## Your objective
Output all entries verbatim.

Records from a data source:
-- -- --

PR #196, opened 2019-08-03
Set up CI with Azure Pipelines for wft

rukawata:


azure-pipelines-1.yml
```diff
@@ -0,0 +1,19 @@
+# Starter pipeline
+# Start with a minimal pipeline that you can customize to build and deploy your code.
+# Add steps that build, run tests, deploy, and more:
+# https://aka.ms/yaml
+
+trigger:
+- wft
```
tniek: What exactly triggers this pipeline? (Tag, certain folder, ...?)

Caiyeon:
Code LGTM but can we have descriptions for PRs?

e.g. what is wft, why are we adding this, etc.

rukawata:
> Code LGTM but can we have descriptions for PRs?
> 
> e.g. what is wft, why are we adding this, etc.

wft is the branch with new code for deployment.
In the future, we would have separated pipelines for the old code and the new code.
This yaml was generated when I tried to create a new pipeline for this Github repo.

Sorry, I didn't know that the yaml was actually generated - the page to design pipeline actually showed me an error: "Unable to configure a service on the selected Github repository." - which I wanted to discuss that with @persiaAziz on Tuesday...

hook_auth

But anyway, if the file does get generated, I will start working on this yaml directly.

azure-pipelines-1.yml
rukawata: > What exactly triggers this pipeline? (Tag, certain folder, ...?)

trigger would be any changes in wft branch.
But I don't think it would actually work - see my earlier [comments ](https://github.com/Azure/sap-hana/pull/196#issuecomment-518317025)

persiaAziz: Do you plan to grow this PR after wft's change gets merged? I personally don't think this needs to be a part of the repo yet.

azure-pipelines-1.yml
```diff
@@ -0,0 +1,19 @@
...
+
+pool:
+  vmImage: 'ubuntu-latest'
+
+steps:
+- script: echo Hello, world!
```
persiaAziz: Let's wait for wft's change to get in. Then we can build a useful pipeline. Alternatively you can include "v2" as the includes path, so that this pipeline gets triggered for changes under the v2 directory

PR #202, opened 2019-08-09
Add Azure Pipeline for deploy/v2

rukawata:
Adding below test case for code submitted under `deploy/v2`:

1. allNew: create all resources from scratch
2. reuseRG: use existing resource group (generated inside the job)
3. reuseVNET: use existing vnet (management generated from allNew)
4. reuseNSG: use existing NSG (nsg geneareted from allNew)

Azure pipeline uses `azure-pipelines-v2.yaml`.
Input templates are stored under `templates/tempGen`.

All succeeded/failed/cancelled pipeline tests, will trigger `cleanUp` job to keep the subscription clean.

For PRs:

- That have code change(s) under `deploy/v2`
- Against master
- Contain new parameter in the JSON file

Please adjust  `templates/tempGen/template.json` accordingly in the PR to pass this test.


azure-pipelines-wft.yaml
```diff
@@ -0,0 +1,101 @@
...
+- stage: CreatingResources
+  jobs:
+  - job: createAllNew
+    pool:
+      vmImage: "ubuntu-16.04"
+    steps:        
+    - template: templates/terraform-deployment-steps.yaml
+      parameters:
+        inputJSONFile: '../pipelineInputJSON/input.auto.tfvars.allNew.json'
+        testCaseName: 'wft-allNew'
```
persiaAziz: Can we replace all the 'wft's with 'v2'

templates/terraform-deployment-steps.yaml
```diff
@@ -0,0 +1,48 @@
...
+          persistCredentials: true
+        - script: |
+            pip install packaging
+            pip install --ignore-installed pyyaml ansible[azure]
+            sudo -H pip install msrest==0.6.0
+          displayName: 'Install python tools'
+        - script: |
+            ssh-keygen -b 4096 -t rsa -f /tmp/sshkey -q -N ""
+            cd deploy/v2/terraform
+            sed -i "s|VAR_AZ_RG_NAME|${{parameters.testCaseName}}-$(Build.BuildId)|g" $VAR_FILE_NAME
```
persiaAziz: Can this be done using a template? It might be a little bit of code, but I think it will be easier to maintain.

rukawata: > Can this be done using a template? It might be a little bit of code, but I think it will be easier to maintain.

Which part? sed? or the whole script section? `terraform-deployment-steps.yaml` itself is a template.

persiaAziz: I mean instead of calling sed, can we use the template task of the pipeline. This way the pipeline script will be easier to read and maintain. That means instead of having nested templates, we have variables for RG, NSG etc, and we replace the value using template.

rukawata: Unfortunately to avoid sed or any type of string replacement is not possible with the current design of this pipeline. Below are the two dynamic elements that require string replacement:
- All resource groups' life span is within the test, therefore the resource group names are generated during the testing and is tight to specific buildId.
- All the existing resources (RG, VNET, NSG) are generated within the test, therefore it is only possible to retrieve their arm id during the test.

But you are absolutely right the names are not completely clear. Therefore I:
- Restructured the code
- Add a python script to update the template JSON
- Add a [README.MD](https://github.com/Azure/sap-hana/blob/deac9b2cc14930e0c27b41004e142aa6e2b4ca54/templates/README.MD) with the design as well as instructions on how to add new test scenarios.

Hope with the above change, it will be easier to read and maintain in the future :)

azure-pipelines-v2.yaml
```diff
@@ -0,0 +1,166 @@
...
+      parameters:
+        scenario: $(scenario)
+        testCaseName: $(testcase)
+        placeHolder: nsg-arm-id
+        value: $(arm_id)
+    - template: templates/terraform-deployment-steps.yaml
+      parameters:
+        testCaseName: $(testcase)
+#####################################################################
+# This stage destroy resources crated from all above test cases.    #
```
pabowers: typo in the comment. please fix to `created` in place of `crated`

rukawata: Thanks! Done.

rukawata:
Adding below test case for code submitted under `deploy/v2`:

1. allNew: create all resources from scratch
2. reuseRG: use existing resource group (generated inside the job)
3. reuseVNET: use existing vnet (management generated from allNew)
4. reuseNSG: use existing NSG (nsg geneareted from allNew)

Azure pipeline uses `azure-pipelines-v2.yaml`.
Input templates are stored under `templates/tempGen`.

All succeeded/failed/cancelled pipeline tests, will trigger `cleanUp` job to keep the subscription clean.

For PRs:

- That have code change(s) under `deploy/v2`
- Against master
- Contain new parameter in the JSON file

Please adjust  `templates/tempGen/template.json` accordingly in the PR to pass this test.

-- -- --

## Your solution
PR #196, opened 2019-08-03
Set up CI with Azure Pipelines for wft

rukawata:


azure-pipelines-1.yml
```diff
@@ -0,0 +1,19 @@
+# Starter pipeline
+# Start with a minimal pipeline that you can customize to build and deploy your code.
+# Add steps that build, run tests, deploy, and more:
+# https://aka.ms/yaml
+
+trigger:
+- wft
```
tniek: What exactly triggers this pipeline? (Tag, certain folder, ...?)

Caiyeon:
Code LGTM but can we have descriptions for PRs?

e.g. what is wft, why are we adding this, etc.

rukawata:
> Code LGTM but can we have descriptions for PRs?
> 
> e.g. what is wft, why are we adding this, etc.

wft is the branch with new code for deployment.
In the future, we would have separated pipelines for the old code and the new code.
This yaml was generated when I tried to create a new pipeline for this Github repo.

Sorry, I didn't know that the yaml was actually generated - the page to design pipeline actually showed me an error: "Unable to configure a service on the selected Github repository." - which I wanted to discuss that with @persiaAziz on Tuesday...

hook_auth

But anyway, if the file does get generated, I will start working on this yaml directly.

azure-pipelines-1.yml
rukawata: > What exactly triggers this pipeline? (Tag, certain folder, ...?)

trigger would be any changes in wft branch.
But I don't think it would actually work - see my earlier [comments ](https://github.com/Azure/sap-hana/pull/196#issuecomment-518317025)

persiaAziz: Do you plan to grow this PR after wft's change gets merged? I personally don't think this needs to be a part of the repo yet.

azure-pipelines-1.yml
```diff
@@ -0,0 +1,19 @@
...
+
+pool:
+  vmImage: 'ubuntu-latest'
+
+steps:
+- script: echo Hello, world!
```
persiaAziz: Let's wait for wft's change to get in. Then we can build a useful pipeline. Alternatively you can include "v2" as the includes path, so that this pipeline gets triggered for changes under the v2 directory

PR #202, opened 2019-08-09
Add Azure Pipeline for deploy/v2

rukawata:
Adding below test case for code submitted under `deploy/v2`:

1. allNew: create all resources from scratch
2. reuseRG: use existing resource group (generated inside the job)
3. reuseVNET: use existing vnet (management generated from allNew)
4. reuseNSG: use existing NSG (nsg geneareted from allNew)

Azure pipeline uses `azure-pipelines-v2.yaml`.
Input templates are stored under `templates/tempGen`.

All succeeded/failed/cancelled pipeline tests, will trigger `cleanUp` job to keep the subscription clean.

For PRs:

- That have code change(s) under `deploy/v2`
- Against master
- Contain new parameter in the JSON file

Please adjust  `templates/tempGen/template.json` accordingly in the PR to pass this test.


azure-pipelines-wft.yaml
```diff
@@ -0,0 +1,101 @@
...
+- stage: CreatingResources
+  jobs:
+  - job: createAllNew
+    pool:
+      vmImage: "ubuntu-16.04"
+    steps:        
+    - template: templates/terraform-deployment-steps.yaml
+      parameters:
+        inputJSONFile: '../pipelineInputJSON/input.auto.tfvars.allNew.json'
+        testCaseName: 'wft-allNew'
```
persiaAziz: Can we replace all the 'wft's with 'v2'

templates/terraform-deployment-steps.yaml
```diff
@@ -0,0 +1,48 @@
...
+          persistCredentials: true
+        - script: |
+            pip install packaging
+            pip install --ignore-installed pyyaml ansible[azure]
+            sudo -H pip install msrest==0.6.0
+          displayName: 'Install python tools'
+        - script: |
+            ssh-keygen -b 4096 -t rsa -f /tmp/sshkey -q -N ""
+            cd deploy/v2/terraform
+            sed -i "s|VAR_AZ_RG_NAME|${{parameters.testCaseName}}-$(Build.BuildId)|g" $VAR_FILE_NAME
```
persiaAziz: Can this be done using a template? It might be a little bit of code, but I think it will be easier to maintain.

rukawata: > Can this be done using a template? It might be a little bit of code, but I think it will be easier to maintain.

Which part? sed? or the whole script section? `terraform-deployment-steps.yaml` itself is a template.

persiaAziz: I mean instead of calling sed, can we use the template task of the pipeline. This way the pipeline script will be easier to read and maintain. That means instead of having nested templates, we have variables for RG, NSG etc, and we replace the value using template.

rukawata: Unfortunately to avoid sed or any type of string replacement is not possible with the current design of this pipeline. Below are the two dynamic elements that require string replacement:
- All resource groups' life span is within the test, therefore the resource group names are generated during the testing and is tight to specific buildId.
- All the existing resources (RG, VNET, NSG) are generated within the test, therefore it is only possible to retrieve their arm id during the test.

But you are absolutely right the names are not completely clear. Therefore I:
- Restructured the code
- Add a python script to update the template JSON
- Add a [README.MD](https://github.com/Azure/sap-hana/blob/deac9b2cc14930e0c27b41004e142aa6e2b4ca54/templates/README.MD) with the design as well as instructions on how to add new test scenarios.

Hope with the above change, it will be easier to read and maintain in the future :)

azure-pipelines-v2.yaml
```diff
@@ -0,0 +1,166 @@
...
+      parameters:
+        scenario: $(scenario)
+        testCaseName: $(testcase)
+        placeHolder: nsg-arm-id
+        value: $(arm_id)
+    - template: templates/terraform-deployment-steps.yaml
+      parameters:
+        testCaseName: $(testcase)
+#####################################################################
+# This stage destroy resources crated from all above test cases.    #
```
pabowers: typo in the comment. please fix to `created` in place of `crated`

rukawata: Thanks! Done.

rukawata:
Adding below test case for code submitted under `deploy/v2`:

1. allNew: create all resources from scratch
2. reuseRG: use existing resource group (generated inside the job)
3. reuseVNET: use existing vnet (management generated from allNew)
4. reuseNSG: use existing NSG (nsg geneareted from allNew)

Azure pipeline uses `azure-pipelines-v2.yaml`.
Input templates are stored under `templates/tempGen`.

All succeeded/failed/cancelled pipeline tests, will trigger `cleanUp` job to keep the subscription clean.

For PRs:

- That have code change(s) under `deploy/v2`
- Against master
- Contain new parameter in the JSON file

Please adjust  `templates/tempGen/template.json` accordingly in the PR to pass this test.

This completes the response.